Bakan Akar, tarih boyunca mazlum, mağdur ve haklıların yanında olan Mehmetçiğin bu özelliğini sürdürdüğünü ifade ederek, "Pençe harekatlarıyla da Mayıs'tan beri Irak'ın kuzeyinde operasyonlar aralıksız devam ediyor. Orada da teröristlerin inlerine girildi, girilmeye devam ediyor. O hainlerin inleri başlarına yıkıldı, yıkılacak. Hiçbir şekilde bunların kurtuluşu yok" dedi. İdlib'te insanlık dramı yaşanmasının önüne geçmek için Türkiye'nin harcadığı yoğun çabaya dikkati çeken Bakan Akar, "Maalesef verilen sözlerin yerine getirilmesinde bazı sıkıntılar var. Bölgedeki dramın sona erdirilmesi için çalışıyoruz. Bir taraftan rejimin katliamı durdurması için gayret gösterilirken diğer taraftan da oradaki insanların sıkıntılarını hafifletmek için, insani yardım için Türkiye Cumhuriyeti, bu asil millet gayret içinde" ifadelerini kullandı.

'TAVİZ VERMEMİZ SÖZ KONUSU DEĞİL'

Bakan Akar, tüm bu faaliyetlerin yanı sıra Türkiye'nin denizdeki hak, alaka ve menfaatlerine yönelik de faaliyetlerini kararlılıkla sürdürdüklerini vurgulayarak, şöyle konuştu:

"Bu konuda bizim iznimiz olmadan bir karar alınmasına, oradaki hakkımızın, hukukumuzun çiğnenmesine müsaade etmeyeceğimizi başta Sayın Cumhurbaşkanımız olmak üzere ilgili kişiler kurumlar belirtti. Bununla ilgili alınması gereken ne kadar tedbir varsa bunlar da sürekli alınmakta, takip edilmekte. Türkiye bu konuda tehdit dili kullanmıyor. Uluslararası hukuka uygun şekilde, iyi komşuluk, barış, huzur ve saygı içinde çalışmalarımızı sürdürmek istediğimizi her fırsatta dile getirdik. Türkiye Cumhuriyeti garantör bir devlet. Garantörlük anlaşması çerçevesinde garantörlük görev ve sorumluluklarını bugüne kadar eksiksiz, aksaksız yerine getirdik, bundan sonra da aynı esaslar doğrultusunda aynı hassasiyetle yerine getirmeye devam edecek. Kıbrıs bizim milli meselemiz. Bu milli meselemizden vazgeçmemiz, herhangi bir şekilde ödün, taviz vermemiz söz konusu değil. Biz hak alaka ve menfaatlerimiz neyse bunların peşindeyiz hakkımızı hukukumuzu koruyacağımızı söyledik."

'ANLAMALARI LAZIM'

Bakan Akar, Libya Ulusal Mutabakat Hükümeti ile imzalanan mutabakatın tamamen uluslararası hukuk çerçevesinde yapıldığını vurgulayarak, "Burada hiçbir şekilde farklılık yok. Bunu anlamayanların anlaması lazım. Tarih boyunca kültür, iş birliği olan bir ülke ile bizim bu zor günlerinde onlarla beraber olmamız, iş birliği, yardımlaşma içinde olmamız çok doğaldır. Bizim yaptığımız da budur" diye konuştu.

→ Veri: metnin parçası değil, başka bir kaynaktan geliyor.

PR #791, opened 2022-11-16
Add `BlockSpaceAllocator` unit tests

sug0:
Based on #778

Add unit tests for the `BlockSpaceAllocator` state machine and `TxBin` implementations.


apps/src/lib/node/ledger/shell/prepare_proposal/block_space_alloc.rs
```diff
@@ -0,0 +1,428 @@
...
+    }
+}
+
+impl<State> BlockSpaceAllocator<State> {
+    /// Return uninitialized space in tx bins, resulting from ratio conversions.
+    ///
+    /// This method should not be used outside of [`BlockSpaceAllocator`]
+    /// instance construction or unit testing.
+    #[inline]
+    fn uninitialized_space_in_bytes(&self) -> u64 {
```
james-chf, line 129: What about `free_space_in_bytes` or `remaining_space_in_bytes` instead of `uninitialized_space_in_bytes`? I'm not clear on the differences between these terms: allotted, allocating, initialized - maybe there is some overlap between them

apps/src/lib/node/ledger/shell/prepare_proposal/block_space_alloc/states/decrypted_txs.rs
```diff
@@ -0,0 +1,51 @@
...
+impl NextStateImpl for BlockSpaceAllocator<BuildingDecryptedTxBatch> {
+    type Next = BlockSpaceAllocator<BuildingProtocolTxBatch>;
+
+    #[inline]
+    fn next_state_impl(mut self) -> Self::Next {
+        self.decrypted_txs.shrink();
+
+        // reserve space for protocol txs
+        let uninit = self.uninitialized_space_in_bytes();
+        self.protocol_txs = TxBin::init_over_ratio(uninit, thres::ONE_THIRD);
```
james-chf, line 32: It looks like we give protocol txs 1/3 of the remaining space after DKG decrypted txs have been allocated, but then DKG decrypted txs could take up the whole block potentially? Should we reserve space upfront for protocol txs instead?

https://github.com/anoma/namada/blob/dc86779f41b8a17d0d8734a911154b0123c585d4/apps/src/lib/node/ledger/shell/prepare_proposal/block_space_alloc.rs#L108-L120

apps/src/lib/node/ledger/shell/prepare_proposal/block_space_alloc/states/protocol_txs.rs
```diff
@@ -0,0 +1,87 @@
...
+    WithEncryptedTxs, WithoutEncryptedTxs,
+};
+
+impl State for BlockSpaceAllocator<BuildingProtocolTxBatch> {
+    #[inline]
+    fn try_alloc(&mut self, tx: &[u8]) -> AllocStatus {
+        // TODO: prioritize certain kinds of protocol txs;
+        // this can be done at the `CheckTx` level,
+        // we don't need the `TxBin`s to be aware
+        // of different prioriy hints for protocol txs
```
james-chf, line 15: Yeah this will be it's own issue. I don't think we can prioritize at the `CheckTx` level in Tendermint v0.37, so we can only prioritize the protocol txs given to use by Tendermint within the context of an individual `RequestPrepareProposal`.

apps/src/lib/node/ledger/shell/prepare_proposal/block_space_alloc/states/protocol_txs.rs
```diff
@@ -0,0 +1,87 @@
...
+    for BlockSpaceAllocator<BuildingProtocolTxBatch>
+{
+    type Next = BlockSpaceAllocator<BuildingEncryptedTxBatch<WithEncryptedTxs>>;
+
+    #[inline]
+    fn next_state_impl(mut self) -> Self::Next {
+        self.protocol_txs.shrink();
+
+        // reserve space for encrypted txs
+        let free_space = self.uninitialized_space_in_bytes();
```
james-chf, line 38: `free_space` as used here makes more sense to me than `uninit_space` as used in `decrypted_txs.rs`

apps/src/lib/node/ledger/shell/prepare_proposal/block_space_alloc/states/encrypted_txs.rs
```diff
@@ -0,0 +1,96 @@
...
+    fn try_alloc_batch<'tx, T>(&mut self, _txs: T) -> AllocStatus
+    where
+        T: IntoIterator<Item = &'tx [u8]> + 'tx,
+    {
+        AllocStatus::Rejected {
+            // arbitrary `tx_len` value; doesn't really matter what we
+            // choose here, as long as it's greater than zero
+            tx_len: u64::MAX,
+            space_left: 0,
+        }
```
james-chf, line 56: This is kind of a code smell though, relating to the comment at https://github.com/anoma/namada/pull/791/files#diff-91ec5a00b45ee4a93117e944d2cdd7c12774c3e0ae852489ea296a6055a77836R231 i.e. `AllocStatus` isn't an appropriate return type for this `try_alloc_batch` fn (maybe it would be cleaner to just let callers do iteration if they need to)

apps/src/lib/node/ledger/shell/prepare_proposal/block_space_alloc.rs
```diff
@@ -0,0 +1,428 @@
...
+        self.encrypted_txs.current_space_in_bytes = 0;
+    }
+}
+
+/// Allotted space for a batch of transactions of the same kind in some
+/// proposed block, measured in bytes.
+#[derive(Debug, Copy, Clone, Default)]
+struct TxBin {
+    /// The current space utilized by the batch of transactions.
+    current_space_in_bytes: u64,
```
james-chf, line 157: nit: `current_space` is a bit ambiguous still, as if it could refer to the remaining space rather than the space already being used. Could name it `utilized_space`, `occupied_space`

apps/src/lib/node/ledger/shell/prepare_proposal/block_space_alloc/states.rs
```diff
@@ -0,0 +1,173 @@
...
+//! 1. [`BuildingDecryptedTxBatch`] - the initial state. In
+//!    this state, we populate a block with DKG decrypted txs.
+//! 2. [`BuildingProtocolTxBatch`] - the second state. In
+//!    this state, we populate a block with protocol txs.
+//! 3. [`BuildingEncryptedTxBatch`] - the third state. In
+//!    this state, we populate a block with DKG encrypted txs.
+//!    This state supports two modes of operation, which you can
+//!    think of as two states diverging from [`BuildingProtocolTxBatch`]:
+//!   * [`WithoutEncryptedTxs`] - When this mode is active, no encrypted txs are
+//!     included in a block proposal.
```
james-chf, line 18: When would we expect to use this `WithoutEncryptedTxs` mode? Since currently all regular txs given to us by Tendermint are "encrypted"

james-chf (changes requested):
Taken a first look, my understanding of things might not be completely correct

apps/src/lib/node/ledger/shell/prepare_proposal/block_space_alloc/states/protocol_txs.rs
james-chf: or `remaining_free_space` even

sug0:
Code review suggestions applied to https://github.com/anoma/namada/pull/778

apps/src/lib/node/ledger/shell/prepare_proposal/block_space_alloc.rs
sug0: let's say `B` is the total space Tendermint has given the application for a certain block proposal. an individual allotment `A` is a fraction of `B`, which is the total space ceded to some tx bin. for a given allocation `a`, `a <= A`, for some tx bin `T`

apps/src/lib/node/ledger/shell/prepare_proposal/block_space_alloc.rs
```diff
@@ -0,0 +1,430 @@
...
+            decrypted_txs,
+        } = args;
+
+        // produce new txs until the moment we would have
+        // filled up the bins.
+        //
+        // iterate over the produced txs to make sure we can keep
+        // dumping new txs without filling up the bins
+
+        let bins = RefCell::new(BlockSpaceAllocator::init(
```
batconjurer, line 337: Why is the RefCell needed?

sug0: the iterator borrows the allocator immutably, then while iterating we borrow it mutably. without the `RefCell`, we'd get the borrow checker yelling at us

batconjurer (changes requested):
I would love tests that show we can fill up unused space. Also we should have some hand-coded unit tests to check that all 1/3 scenario. These tests won't catch a bug if the ratios of bin allocation are wrong (say 1/3, 2/9, 4/9).

james-chf (approved):

Issue #710, opened 2022-10-28
`namadac utils join-network` should be able to use a release .tar.gz from the command line


james-chf:
Currently when joining a network, the release .tar.gz needs to be downloadable from some server (defaults to `https://github.com/heliaxdev/anoma-network-config/releases/download`, set via the `ANOMA_NETWORK_CONFIGS_SERVER` envvar). It should be possible to instead specify the path to a local release .tar.gz to use instead.

More than anything else, this would hugely simplify using a locally generated release during local development, as currently it's necessary to spin up a fake network config server to join a chain.

james-chf:
This would be a nice to have feature, as part of the new genesis flow

PR #795, opened 2022-11-16
Let `namadac utils join-network` use a local release archive

james-chf:
Closes https://github.com/anoma/namada/issues/710

This PR would make it so that a local .tar.gz can be used for joining a network, rather than having to download it from a remote server at the same time that you run `namadac utils join-network`. e.g.

```shell
namadac utils join-network --release-archive ~/Downloads/local.8d5fac7ce84a1a7a8b8c48e2.tar.gz
```

TODO
- [ ] test with a real release downloaded from https://github.com/heliaxdev/anoma-network-config
- [ ] prereview

### DIFF
--- a/apps/src/lib/cli.rs
+++ b/apps/src/lib/cli.rs
@@ -3216,7 +3216,7 @@ pub mod args {
 
     #[derive(Clone, Debug)]
     pub struct JoinNetwork {
-        pub chain_id: ChainId,
+        pub chain_id: Option<ChainId>,
         pub genesis_validator: Option<String>,
         pub pre_genesis_path: Option<PathBuf>,
         pub dont_prefetch_wasm: bool,
@@ -3224,7 +3224,7 @@ pub mod args {
 
     impl Args for JoinNetwork {
         fn parse(matches: &ArgMatches) -> Self {
-            let chain_id = CHAIN_ID.parse(matches);
+            let chain_id = CHAIN_ID_OPT.parse(matches);
             let genesis_validator = GENESIS_VALIDATOR.parse(matches);
             let pre_genesis_path = PRE_GENESIS_PATH.parse(matches);
             let dont_prefetch_wasm = DONT_PREFETCH_WASM.parse(matches);
@@ -3237,7 +3237,7 @@ pub mod args {
         }
 
         fn def(app: App) -> App {
-            app.arg(CHAIN_ID.def().about("The chain ID. The chain must be known in the https://github.com/heliaxdev/anoma-network-config repository."))
+            app.arg(CHAIN_ID_OPT.def().about("The chain ID. The chain must be known in the https://github.com/heliaxdev/anoma-network-config repository."))
                 .arg(GENESIS_VALIDATOR.def().about("The alias of the genesis validator that you want to set up as, if any."))
                 .arg(PRE_GENESIS_PATH.def().about("The path to the pre-genesis directory for genesis validator, if any. Defaults to \"{base-dir}/pre-genesis/{genesis-validator}\"."))
             .arg(DONT_PREFETCH_WASM.def().about(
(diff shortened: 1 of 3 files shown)


apps/src/lib/client/utils.rs
```diff
@@ -58,22 +59,18 @@ pub async fn join_network(
...
+                fs::canonicalize(&base_dir).await.unwrap()
+            } else {
+                eprintln!("Could not canonicalize base dir: {:?}", err);
+                cli::safe_exit(1)
+            }
         }
-    }
-    let base_dir_full = fs::canonicalize(&base_dir).await.unwrap();
-    let chain_dir = base_dir_full.join(chain_id.as_str());
+    };
```
james-chf, line 73: We do the base dir existence check a bit earlier and separately from the chain dir existence check, which has to happen later on now as we may need to look at the release archive to work out what the chain ID is

apps/src/lib/client/utils.rs
```diff
@@ -154,7 +121,69 @@ pub async fn join_network(
...
-    archive.unpack(&unpack_dir).unwrap();
+
+    let chain_id = match (chain_id, release_archive) {
+        (None, None) | (Some(_), Some(_)) => {
+            eprintln!(
+                "Exactly one of --chain-id or --release-archive should have \
+                 been provided"
+            );
+            cli::safe_exit(1)
+        }
```
james-chf, line 132: Not great. It would be good if we could use an enum instead of two `Option` types, of which we know exactly one will be not `None`.

apps/src/lib/cli.rs
```diff
@@ -2439,33 +2440,42 @@ pub mod args {
...
                 genesis_validator,
                 pre_genesis_path,
                 dont_prefetch_wasm,
             }
         }
 
         fn def(app: App) -> App {
-            app.arg(CHAIN_ID.def().about("The chain ID. The chain must be known in the https://github.com/heliaxdev/anoma-network-config repository."))
+            app.arg(CHAIN_ID_OPT.def().about("The chain ID. The chain must be known in the https://github.com/heliaxdev/anoma-network-config repository.").conflicts_with(RELEASE_ARCHIVE.name))
+                .arg(RELEASE_ARCHIVE.def().about("The path to a release archive (.tar.gz)."))
```
james-chf, line 2468: Referring to the `.tar.gz` you download from https://github.com/heliaxdev/anoma-network-config/releases as a "release archive", but maybe there is a better term

apps/src/lib/client/utils.rs
```diff
@@ -1068,3 +1106,59 @@ pub fn validator_pre_genesis_file(pre_genesis_path: &Path) -> PathBuf {
...
+/// Returns the [`ChainId`] of the chain for a release archive unpacked at
+/// `unpacked_dir`.
+fn extract_chain_id(release_dir: &Path) -> eyre::Result<ChainId> {
+    let global_config_path = release_dir
+        .join(config::DEFAULT_BASE_DIR)
+        .join(config::global::FILENAME);
+    let global_config_str = std::fs::read_to_string(global_config_path)?;
+    let global_config: GlobalConfig = toml::from_str(&global_config_str)?;
+    Ok(global_config.default_chain_id)
+}
```
james-chf, line 1135: Maybe there is a better way to work out the chain ID of a release archive than looking at the `global-config.toml` inside it. This is also assuming that a release archive will contain exactly one chain (I think that is the case?)

apps/src/lib/client/utils.rs
sug0: https://doc.rust-lang.org/stable/std/option/enum.Option.html#method.xor ?

james-chf: the `Option` types are different in this case (`Option<ChainId>` vs `Option<PathBuf>`)

PR #803, opened 2022-11-17
Implement a bit set to store PrepareProposal tx indices

sug0:
Based on #791

Implementation of a lazy bitset, to store tx indices that have already been considered for inclusion in a block. This will be used to infer which txs can be included in a block, after the `BlockSpaceAllocator` transitions to its last state.

---

**EDIT:** Drafted for removal. The implementation now lives here: https://github.com/heliaxdev/index-set


batconjurer (commented):
Is there a reason we aren't using BitVec which is already imported in shared?

sug0:
@batconjurer I did look at this crate beforehand. unfortunately, it doesn't support arbitrary indexing; you can only store indices up to the max width of the underlying integer that is used as the bitset. so, `63` for a `u64`, for instance. this data structure (the `IndexSet`) allows arbitrary indexing, e.g. `u64::MAX` is a valid index over the bitset

batconjurer:
> @batconjurer I did look at this crate beforehand. unfortunately, it doesn't support arbitrary indexing; you can only store indices up to the max width of the underlying integer that is used as the bitset. so, `63` for a `u64`, for instance. this data structure (the `IndexSet`) allows arbitrary indexing, e.g. `u64::MAX` is a valid index over the bitset

Actually, the crate already imported if bit_vec, not bitvec. But checking the documentation again, it can hold up to a usize of indices.
https://docs.rs/bit-vec/latest/bit_vec/struct.BitVec.html#method.from_elem

sug0:
> > @batconjurer I did look at this crate beforehand. unfortunately, it doesn't support arbitrary indexing; you can only store indices up to the max width of the underlying integer that is used as the bitset. so, `63` for a `u64`, for instance. this data structure (the `IndexSet`) allows arbitrary indexing, e.g. `u64::MAX` is a valid index over the bitset
> 
> Actually, the crate already imported if bit_vec, not bitvec. But checking the documentation again, it can hold up to a usize of indices. https://docs.rs/bit-vec/latest/bit_vec/struct.BitVec.html#method.from_elem

I see. That implementation doesn't have sparse storage of individual bit sets, though. The one in this PR saves a bit of space if we are iterating over many indices https://docs.rs/bit-vec/latest/src/bit_vec/lib.rs.html#212-217

Idk, which do you prefer?

batconjurer:
> > > @batconjurer I did look at this crate beforehand. unfortunately, it doesn't support arbitrary indexing; you can only store indices up to the max width of the underlying integer that is used as the bitset. so, `63` for a `u64`, for instance. this data structure (the `IndexSet`) allows arbitrary indexing, e.g. `u64::MAX` is a valid index over the bitset
> > 
> > 
> > Actually, the crate already imported if bit_vec, not bitvec. But checking the documentation again, it can hold up to a usize of indices. https://docs.rs/bit-vec/latest/bit_vec/struct.BitVec.html#method.from_elem
> 
> I see. That implementation doesn't have sparse storage of individual bit sets, though. The one in this PR saves a bit of space if we are iterating over many indices https://docs.rs/bit-vec/latest/src/bit_vec/lib.rs.html#212-217
> 
> Idk, which do you prefer?

This implementation may be better, but I think I'm going to err on the side of not adding things to the codebase unless we have to. If it somehow becomes a bottleneck, we can revisit the issue.

sug0:
alright nw

Issue #686, opened 2022-10-25
The Ethereum event oracle should initially be configured using values from blockchain storage


james-chf:
The Ethereum event oracle currently uses hardcoded configuration. It should instead use values from storage as set at genesis/by governance (added in https://github.com/anoma/namada/pull/575).

To do this, when creating the oracle, we will pass in a channel for controlling it. The `Shell` should read from storage the values of the appropriate chain parameters and configure the oracle via this channel. The oracle should not do anything until it has been configured. If no Ethereum bridge parameters have been set in storage (i.e. the Ethereum bridge hasn't been bootstrapped), then the oracle doesn't do anything.

PR #810, opened 2022-11-18
Configure the Ethereum oracle using values from storage

james-chf:
Relates to https://github.com/anoma/namada/issues/686

This PR contains code for making it so that the Ethereum oracle is configured from values in blockchain storage, rather than using a default hardcoded config.

The motivation for this PR is to implement the minimal functionality such that we can easily start running the ledger with a real Ethereum bridge deployment. Limitations of this initial implementation:
- initial configuration of the oracle is unnecessarily tied to the ABCI Commit phase - at ledger start up, if Ethereum bridge configuration values are already in local block storage and we are synced up to the latest block, we shouldn't need to wait for another block to be committed before configuring our oracle. Initial oracle configuration could be done separately out of band from ABCI but this could be a later optimization.
- only an initial configuration is sent - if values change in block storage while the ledger is running, the oracle won't be updated unless the ledger node is restarted
- the Shell currently does not know for sure whether the Ethereum oracle successfully started running or not, we could fix this by passing a `oneshot::Sender<_>` to the Ethereum oracle inside the command we use to start it, so that it can tell us it successfully started running (in a later PR)

End-to-end test coming in https://github.com/anoma/namada/pull/1032


apps/src/lib/node/ledger/shell/mod.rs
```diff
@@ -691,10 +721,67 @@ where
...
+                Some(config) => config,
+                None => {
+                    tracing::warn!(
+                        "An Ethereum oracle task appears to be running, but \
+                         there are no Ethereum bridge parameters configured \
+                         in block storage, so this oracle will do nothing"
+                    );
+                    return;
+                }
+            };
```
sug0, line 750: if no config is present, we will spam logs with this warning, every commit. is this the desired behavior?

james-chf: oh yeah good catch, we don't want to spam the logs - I've replaced this with a comment but now need to double check this is correct - if the Ethereum bridge will be launched by hard fork, then configuration will always be written during `InitChain` (so before any block is committed). In which case, validators should turn the oracle on depending on whether the Ethereum bridge is configured for the chain, and if they turn the oracle on when it's not needed, maybe that should be a misconfiguration error for which we could just stop the node

apps/src/lib/node/ledger/shell/mod.rs
```diff
@@ -661,6 +688,9 @@ where
                 e
             )
         });
+        // TODO(namada#1041): we check the Ethereum oracle is started on every
```
batconjurer, line 691: Why can we just do this check in the `Shell::new` method if block height > 0 and also call it in `init_chain`?

batconjurer (approved):
Generally ok with it. Just had one question.

sug0 (approved):

apps/src/lib/node/ledger/shell/mod.rs
james-chf: Yeah this sounds like the best solution! I've updated issue https://github.com/anoma/namada/issues/1041 - will merge this PR and open a new PR to optimize this.

For Ethereum bridge parameters that may be allowed to be changed by governance vote (at the moment, that's just the `min_confirmations` parameter) - we will need to check at the beginning of each epoch if that's changed, will open a separate issue for that.

james-chf: We can do a check in `Shell::new` something like:

```
        // we may be able to start the Ethereum oracle right away if we have
        // already synced at least one block
        if shell.storage.last_height >= BlockHeight(1) {
            shell.ensure_ethereum_oracle_started()
        }
```

james-chf:
Had to push https://github.com/anoma/namada/pull/810/commits/1178d8b6f8d9b3d035219f087c4bd2883ebceb3f to fix some unit tests which were failing now that shell actually tries to configure the oracle by sending something over the control channel - we need to keep this channel alive for the duration of tests involving the `TestShell`. We have to do something similar for the broadcast receiver channel in some tests as well it looks like, e.g.

```rust
        let (mut shell, _broadcaster, _, _oracle_control_recv) =
            setup_at_height(3u64);
```

It's a bit ugly returning this (now a) 4-tuple, we can clean it up I think by changing to returning a struct which can be selectively unpacked instead.

PR #812, opened 2022-11-21
Remove abort channel between Ethereum oracle and geth subprocess

james-chf:
This PR removes logic to do with having a channel from the Ethereum oracle task to the `geth` task so that `geth` could be shut down if the Ethereum oracle (unexpectedly) terminated. Shutting down of both of these components is now managed from above by `AbortableSpawner`. If either one terminates for some reason (or any other task like Tendermint, the ABCI server, etc.), then both will get shut down by the `AbortableSpawner` in any case.


apps/src/lib/node/ledger/ethereum_node/mod.rs
```diff
@@ -28,15 +28,27 @@ pub enum Error {
...
-/// Monitor the Ethereum fullnode. If it stops or an abort
-/// signal is sent, the subprocess is halted.
+/// Monitor the Ethereum fullnode subprocess, returning only once it has
+/// stopped running. If a signal is sent on `abort_recv`, the fullnode
+/// subprocess will be killed.
 pub async fn monitor(
     mut node: eth_fullnode::EthereumNode,
     abort_recv: Receiver<Sender<()>>,
-) -> Result<()> {
+) {
```
james-chf, line 37: The send half of the `abort_recv` channel here belongs to `AbortableSpawner`, and is what is actually used to shut down the Ethereum fullnode if needed. Made this fn return `()` instead of `Result<()>` since it was always returning `Ok(())` or panicking anyway.

apps/src/lib/node/ledger/ethereum_node/mod.rs
```diff
@@ -28,15 +28,27 @@ pub enum Error {
...
+        // wait for the Ethereum fullnode to naturally exit
+        exit_status = node.wait() => {
+            match exit_status {
+                Ok(exit_status) => {
+                    tracing::info!(%exit_status, "Ethereum fullnode exited");
+                },
+                Err(err) => {
+                    tracing::warn!("Error while waiting for the Ethereum fullnode to exit: {}", err);
+                    tracing::info!("Ensuring Ethereum fullnode is shut down...");
+                    node.kill().await;
```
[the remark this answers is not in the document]
james-chf: Even if `wait()` returned an error? The docstring doesn't actually mention anything about when it will return an error, so I'm not sure

apps/src/lib/node/ledger/ethereum_node/mod.rs
```diff
@@ -28,15 +28,31 @@ pub enum Error {
...
+            match exit_status {
+                Ok(exit_status) => {
+                    if exit_status.success() {
+                        tracing::info!(%exit_status, "Ethereum fullnode exited");
+                    } else {
+                        tracing::warn!(%exit_status, "Ethereum fullnode exited with nonzero exit code");
+                    }
+                },
+                Err(err) => {
+                    tracing::warn!("Error while waiting for the Ethereum fullnode to exit: {}", err);
```
sug0, line 50:
```suggestion
                    tracing::warn!("Error while waiting for the Ethereum fullnode to exit: {err}");
```

sug0 (approved):
just a nit

batconjurer (approved):

PR #817, opened 2022-11-23
Remove protocol tx vote extension digests

### LINKED ISSUE #816: Remove protocol tx vote extension digests
The Ethereum bridge design is being revised for `abciplus` builds of the ledger. Now we don't include eth events or validator set update digest protocol txs in blocks, since those were mostly an artifact of `abcipp` logic. To comply with the new design, we should remove these types of transactions from the code.

sug0:
Closes #816

### DIFF
--- a/apps/src/lib/node/ledger/shell/finalize_block.rs
+++ b/apps/src/lib/node/ledger/shell/finalize_block.rs
@@ -358,9 +358,9 @@ mod test_finalize_block {
     use namada::types::ethereum_events::EthAddress;
     use namada::types::storage::Epoch;
     use namada::types::transaction::{EncryptionKey, Fee};
-    use namada::types::vote_extensions::ethereum_events::{
-        self, MultiSignedEthEvent,
-    };
+    use namada::types::vote_extensions::ethereum_events;
+    #[cfg(feature = "abcipp")]
+    use namada::types::vote_extensions::ethereum_events::MultiSignedEthEvent;
 
     use super::*;
     use crate::node::ledger::shell::test_utils::*;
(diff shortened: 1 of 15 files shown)


sug0:
I tested the ledger manually. Seems to be working fine.

apps/src/lib/node/ledger/shell/process_proposal.rs
```diff
@@ -516,7 +623,7 @@ mod test_process_proposal {
         let tx = ProtocolTxType::EthereumEvents(vote_extension_digest)
             .sign(&protocol_key)
             .to_bytes();
-        #[allow(clippy::redundant_clone)]
+        //#[allow(clippy::redundant_clone)]
```
batconjurer, line 626: if it's not needed, just remove it.

batconjurer (changes requested):

apps/src/lib/node/ledger/shell/prepare_proposal.rs
```diff
@@ -49,23 +56,16 @@ where
 
             // add ethereum events and validator set updates as protocol txs
             #[cfg(feature = "abcipp")]
-            let txs = self.build_vote_extensions_txs(req.local_last_commit);
+            let txs = self.build_vote_extension_txs(req.local_last_commit);
             #[cfg(not(feature = "abcipp"))]
-            let mut txs = self.build_vote_extensions_txs(&req.txs);
-            #[cfg(feature = "abcipp")]
-            let mut txs: Vec<TxRecord> =
```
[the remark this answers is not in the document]
sug0: ABCI++ tests? well, it's not like the Tendermint folk will bring records back, so we'd have to remove them eventually either way

batconjurer (approved):

apps/src/lib/node/ledger/shell/finalize_block.rs
```diff
@@ -149,6 +149,18 @@ where
                     continue;
                 }
                 TxType::Protocol(protocol_tx) => match protocol_tx.tx {
+                    #[cfg(not(feature = "abcipp"))]
+                    ProtocolTxType::EthEventsVext(ref ext) => {
+                        for event in ext.data.ethereum_events.iter() {
+                            self.mode.deque_eth_event(event);
```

FETÖ ile mücadeleye de değinen Akar, "FETÖ ile mücadele konusunda da yavaşlama yok. Yeni bilgiler, belgeler, veriler çıktıkça ilgili kurum ve kuruluşlarla koordineli bir şekilde tamamen hukuk çerçevesinde gerekli işlemler yapıldı, yapılmaya devam edecek. FETÖ'den temizlendikçe TSK'nın gücü, kuvveti, etkinliği de arttı" ifadelerini kullandı.